Implementation of the budget reductions to academic and administrative units will take place over the coming weeks, with the aim in all cases to minimize any negative effect on students. The goal is to prioritize the elimination of vacant positions, wherever possible. Given the scope of the Provincial funding cuts, certain programs, services and positions will inevitably be negatively affected.  

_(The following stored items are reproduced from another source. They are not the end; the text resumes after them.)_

PR #152, opened 2016-09-21
Panel upgrades

msecret:
Changes typography in the panel to match new designs, adding colors,
etc.

Should be minor version change.

### DIFF
--- a/src/css/components/actions.scss
+++ b/src/css/components/actions.scss
@@ -64,7 +64,7 @@
   }
 }
 
-/* TODO refactor all actions */
+/* TODO refactor "actions" into own components */
 .actions-large {
   background-color: $color-secondary-lightest;
   margin: -2rem;
--- a/src/css/components/actions.scss
+++ b/src/css/components/actions.scss
@@ -17,19 +17,25 @@
     color: darken($color-primary, 20%);
     text-decoration: none;
   }
-
 }
 
 // Extra specificity due to WDS.
 .action {
   &.action-cautious {
-    color: $color-gray;
+    background-color: $color-gray;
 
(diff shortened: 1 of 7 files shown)


src/css/components/all.scss
```diff
@@ -2,6 +2,7 @@
 @import 'actions.scss';
 @import 'activity_log.scss';
 @import 'billboard.scss';
+@import 'confirm';
```
jcscottiii: `confirm.scss`

src/css/components/confirm.scss
```diff
@@ -0,0 +1,38 @@
+
+@import '../../../node_modules/uswds/src/stylesheets/core/defaults.scss';
+@import '../override_vars.scss';
+@import '../core.scss';
+
+.confirm {
+  width: 100%;
+}
+
+.confirm-nexto {
```
jcscottiii, line 10: `confirm-next-to`?

src/css/components/actions.scss
```diff
@@ -17,23 +17,54 @@
...
+      box-shadow: inset 0 0 0 2px $color-warning;
+    }
+  }
+
+  &.action-finish {
+    background-color: $color-finish;
+  }
 }
 
+/* TODO refactor all actions */
```
jcscottiii: refactor how so? or put a link to an issue here.
thinking about if another dev came in, would they know what to do

src/css/components/confirm.scss
msecret: It should be that because that would mean `to` is an element or modifier, wheresas "next to" is the modifier.

PR #157, opened 2016-09-29
Margins for different amount of panel actions

msecret:
Configures margins correctly for when there are different amounts
of panel actions. So layout will be correct with one action vs
multiple. Used the adjacent sibling selector to only apply margin
when two actions next to eachother.

### DIFF
--- a/src/css/components/panel.scss
+++ b/src/css/components/panel.scss
@@ -46,6 +46,15 @@ h4 + .panel {
       margin-right: 0;
     }
   }
+
+  .action {
+    margin-left: 0;
+    margin-right: 0;
+
+    & + .action {
+      margin-left: 0.5rem;
+    }
+  }
 }
 
 .panel-header {


src/css/components/panel.scss
```diff
@@ -46,6 +46,15 @@ h4 + .panel {
       margin-right: 0;
     }
   }
+
+  .action {
+    margin-left: 0;
+    margin-right: 0;
+
+    & + .action {
```
thisisdano, line 54: This is controlling spacing for adjacent buttons, yes?

msecret: Yea adjacent sibling. If there are two actions next to eachother.

msecret:
Dan O. Williams (PDX; east coast hours) [10:45]  
Commented in the code, but this is for spacing between adjacent buttons, yes? If so, looks good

The University’s comprehensive budget plan for 2017-18 can be found here: www.uregina.ca/orp/budget/budget-plan.html

Backgrounder – Key Facts:

•    The University’s operational budget for 2017-18 is $216 million.
•    Changes to the PST will cost the University approximately an additional $500,000 annually plus 3.5 percent on all new capital projects.
•    80 percent of library acquisitions are in U.S. dollars. The weak Canadian dollar, combined with annual inflation on these acquisitions of approximately six percent, is creating significant sustainability issues for the University’s library.
•    Tuition remains below the national average; the University ranks 21 out of 59 of English Universities in Canada for affordability.
•    The University ranks second nationally in student financial support as a percentage of tuition.
•    University of Regina graduates experience the best employment outcomes of all post-secondary graduates in Saskatchewan.
•    The University has positioned itself to navigate fiscal challenges by pursuing important revenue and efficiency initiatives in recent years, including:
o    A 122 percent increase in international students since 2009, raising the international student tuition revenue from $5.9 million to $24.6 million;
o    Saving $2.6 million as a result of the Voluntary Incentive Program for Retirement undertaken in 2014;
o    Saving a projected $4.3 million over 10 years from a print optimization initiative launched in 2010; and
o    Saving an estimated $229,000 annually as a result of energy efficiency initiatives that reduce the University’s utility costs despite the expanded square footage of the campus with the two new residence towers recently completed.